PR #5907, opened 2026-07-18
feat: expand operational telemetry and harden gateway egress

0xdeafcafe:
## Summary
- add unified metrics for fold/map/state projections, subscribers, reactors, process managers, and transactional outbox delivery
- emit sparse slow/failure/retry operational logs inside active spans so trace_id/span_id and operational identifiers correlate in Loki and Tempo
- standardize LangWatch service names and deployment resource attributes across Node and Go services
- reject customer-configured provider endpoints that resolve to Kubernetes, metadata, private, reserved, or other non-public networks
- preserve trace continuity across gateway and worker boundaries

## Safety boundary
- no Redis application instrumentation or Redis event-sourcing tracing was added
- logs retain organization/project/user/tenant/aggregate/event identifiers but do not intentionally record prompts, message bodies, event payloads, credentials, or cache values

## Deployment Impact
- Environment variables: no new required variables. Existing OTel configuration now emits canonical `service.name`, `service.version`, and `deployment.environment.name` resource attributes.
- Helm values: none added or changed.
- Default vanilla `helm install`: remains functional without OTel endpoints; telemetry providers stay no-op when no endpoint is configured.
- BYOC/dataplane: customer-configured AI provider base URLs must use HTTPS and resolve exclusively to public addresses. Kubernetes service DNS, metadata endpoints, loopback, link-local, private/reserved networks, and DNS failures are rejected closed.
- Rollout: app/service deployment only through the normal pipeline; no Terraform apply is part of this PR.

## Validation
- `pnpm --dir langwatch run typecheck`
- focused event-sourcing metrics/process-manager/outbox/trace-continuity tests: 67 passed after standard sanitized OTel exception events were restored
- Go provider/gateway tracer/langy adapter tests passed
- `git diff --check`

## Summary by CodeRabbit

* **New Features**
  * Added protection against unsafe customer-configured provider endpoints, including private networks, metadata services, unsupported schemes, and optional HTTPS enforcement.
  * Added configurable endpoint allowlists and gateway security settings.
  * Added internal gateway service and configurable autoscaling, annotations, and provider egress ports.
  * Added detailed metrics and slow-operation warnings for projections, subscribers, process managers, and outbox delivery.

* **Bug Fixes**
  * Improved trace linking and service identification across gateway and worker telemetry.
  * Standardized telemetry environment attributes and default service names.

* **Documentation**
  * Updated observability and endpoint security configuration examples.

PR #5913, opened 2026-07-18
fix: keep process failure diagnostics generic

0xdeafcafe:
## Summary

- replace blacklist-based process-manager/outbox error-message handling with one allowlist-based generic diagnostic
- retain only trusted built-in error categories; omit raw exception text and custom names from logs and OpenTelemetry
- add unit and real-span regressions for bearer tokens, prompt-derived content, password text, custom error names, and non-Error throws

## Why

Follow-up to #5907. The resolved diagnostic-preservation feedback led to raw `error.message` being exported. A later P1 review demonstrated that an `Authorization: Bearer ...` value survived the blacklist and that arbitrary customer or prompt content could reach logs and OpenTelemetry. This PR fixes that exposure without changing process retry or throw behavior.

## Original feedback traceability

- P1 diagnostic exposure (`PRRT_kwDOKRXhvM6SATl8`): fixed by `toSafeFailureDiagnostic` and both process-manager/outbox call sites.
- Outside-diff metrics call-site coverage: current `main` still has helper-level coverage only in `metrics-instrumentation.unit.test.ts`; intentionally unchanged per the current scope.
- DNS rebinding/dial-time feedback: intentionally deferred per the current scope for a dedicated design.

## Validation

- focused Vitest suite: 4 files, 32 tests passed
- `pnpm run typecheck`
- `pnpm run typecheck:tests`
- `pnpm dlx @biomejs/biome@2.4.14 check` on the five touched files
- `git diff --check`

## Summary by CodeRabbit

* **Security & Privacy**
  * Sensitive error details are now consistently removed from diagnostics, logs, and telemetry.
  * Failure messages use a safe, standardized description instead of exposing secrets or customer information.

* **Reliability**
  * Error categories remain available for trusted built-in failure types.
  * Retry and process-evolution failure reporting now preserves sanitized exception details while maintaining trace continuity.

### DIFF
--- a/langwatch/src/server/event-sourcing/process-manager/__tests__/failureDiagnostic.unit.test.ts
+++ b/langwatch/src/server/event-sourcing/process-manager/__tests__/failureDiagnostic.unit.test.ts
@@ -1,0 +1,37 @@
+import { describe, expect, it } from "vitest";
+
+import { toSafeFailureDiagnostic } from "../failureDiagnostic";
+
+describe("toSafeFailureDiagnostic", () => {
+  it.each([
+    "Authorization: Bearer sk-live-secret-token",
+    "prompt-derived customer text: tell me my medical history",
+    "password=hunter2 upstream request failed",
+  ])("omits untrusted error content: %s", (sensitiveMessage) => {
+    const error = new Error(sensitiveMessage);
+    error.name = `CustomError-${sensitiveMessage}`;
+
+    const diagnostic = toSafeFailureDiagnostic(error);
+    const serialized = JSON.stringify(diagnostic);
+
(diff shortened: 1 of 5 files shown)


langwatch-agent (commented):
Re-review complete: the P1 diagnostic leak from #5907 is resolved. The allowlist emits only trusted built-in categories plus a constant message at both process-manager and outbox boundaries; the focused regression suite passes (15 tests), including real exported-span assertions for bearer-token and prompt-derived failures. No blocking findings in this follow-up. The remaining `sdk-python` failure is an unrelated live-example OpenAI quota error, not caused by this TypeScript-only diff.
■ ■ ■ ■ ■ ■ ■
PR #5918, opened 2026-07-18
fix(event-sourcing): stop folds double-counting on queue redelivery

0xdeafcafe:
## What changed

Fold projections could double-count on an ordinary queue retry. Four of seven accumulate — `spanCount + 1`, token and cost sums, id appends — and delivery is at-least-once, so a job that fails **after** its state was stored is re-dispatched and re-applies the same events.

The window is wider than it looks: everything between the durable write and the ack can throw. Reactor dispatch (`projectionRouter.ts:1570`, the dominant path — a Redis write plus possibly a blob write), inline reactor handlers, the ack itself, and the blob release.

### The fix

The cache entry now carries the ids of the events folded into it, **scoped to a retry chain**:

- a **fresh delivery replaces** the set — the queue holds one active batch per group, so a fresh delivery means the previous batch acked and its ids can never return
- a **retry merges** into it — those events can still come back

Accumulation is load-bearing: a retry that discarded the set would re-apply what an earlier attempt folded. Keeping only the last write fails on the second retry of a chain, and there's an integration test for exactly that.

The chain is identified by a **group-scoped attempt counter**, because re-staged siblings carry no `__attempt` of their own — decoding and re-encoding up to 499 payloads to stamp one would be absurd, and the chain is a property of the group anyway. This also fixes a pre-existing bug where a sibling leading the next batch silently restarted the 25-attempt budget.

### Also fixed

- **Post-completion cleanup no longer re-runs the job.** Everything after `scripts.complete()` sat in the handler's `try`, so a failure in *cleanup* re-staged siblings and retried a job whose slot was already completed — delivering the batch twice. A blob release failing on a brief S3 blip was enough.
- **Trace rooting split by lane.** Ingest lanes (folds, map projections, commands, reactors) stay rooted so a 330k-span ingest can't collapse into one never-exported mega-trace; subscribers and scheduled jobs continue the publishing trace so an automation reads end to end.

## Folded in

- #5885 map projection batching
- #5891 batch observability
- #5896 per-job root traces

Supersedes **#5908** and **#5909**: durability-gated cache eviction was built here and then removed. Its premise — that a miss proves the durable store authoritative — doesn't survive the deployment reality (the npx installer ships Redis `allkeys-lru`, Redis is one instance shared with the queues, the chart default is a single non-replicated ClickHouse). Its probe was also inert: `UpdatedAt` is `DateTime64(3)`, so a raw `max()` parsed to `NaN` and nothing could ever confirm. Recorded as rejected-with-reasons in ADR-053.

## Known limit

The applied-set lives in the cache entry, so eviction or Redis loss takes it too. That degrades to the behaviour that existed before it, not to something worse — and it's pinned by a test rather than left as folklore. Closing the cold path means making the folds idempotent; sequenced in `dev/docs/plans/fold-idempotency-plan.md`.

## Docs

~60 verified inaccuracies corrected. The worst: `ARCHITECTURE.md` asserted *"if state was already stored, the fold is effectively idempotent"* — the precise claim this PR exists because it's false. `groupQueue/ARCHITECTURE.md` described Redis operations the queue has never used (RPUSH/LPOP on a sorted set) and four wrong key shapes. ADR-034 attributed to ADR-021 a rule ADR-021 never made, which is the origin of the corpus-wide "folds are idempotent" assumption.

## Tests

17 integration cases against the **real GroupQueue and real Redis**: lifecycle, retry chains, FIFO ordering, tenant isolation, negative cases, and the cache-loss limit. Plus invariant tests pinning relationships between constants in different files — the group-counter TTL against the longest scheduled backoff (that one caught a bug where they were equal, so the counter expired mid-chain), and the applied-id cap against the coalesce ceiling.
■ ■ ■ ■ ■ ■ ■
- [Task statement]
From the material above, set down exactly the lines starting at the one with "- Environment variables: no" and ending at the one with "- BYOC/dataplane: customer-configured", end lines included.

- [Written solution]
- Environment variables: no new required variables. Existing OTel configuration now emits canonical `service.name`, `service.version`, and `deployment.environment.name` resource attributes.
- Helm values: none added or changed.
- Default vanilla `helm install`: remains functional without OTel endpoints; telemetry providers stay no-op when no endpoint is configured.
- BYOC/dataplane: customer-configured AI provider base URLs must use HTTPS and resolve exclusively to public addresses. Kubernetes service DNS, metadata endpoints, loopback, link-local, private/reserved networks, and DNS failures are rejected closed.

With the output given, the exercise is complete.